- What is being asked
Each record must appear in the answer exactly as given.

[[ Records provided, beginning ]]

PR #774, opened 2024-01-08
Disable NFSExportOptions by default

hsadoyan:
**What type of PR is this?**
>
> /kind api-change
> /kind bug
> /kind cleanup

[[ Records provided, end ]]

- Solved problem
PR #774, opened 2024-01-08
Disable NFSExportOptions by default

hsadoyan:
**What type of PR is this?**
>
> /kind api-change
> /kind bug
> /kind cleanup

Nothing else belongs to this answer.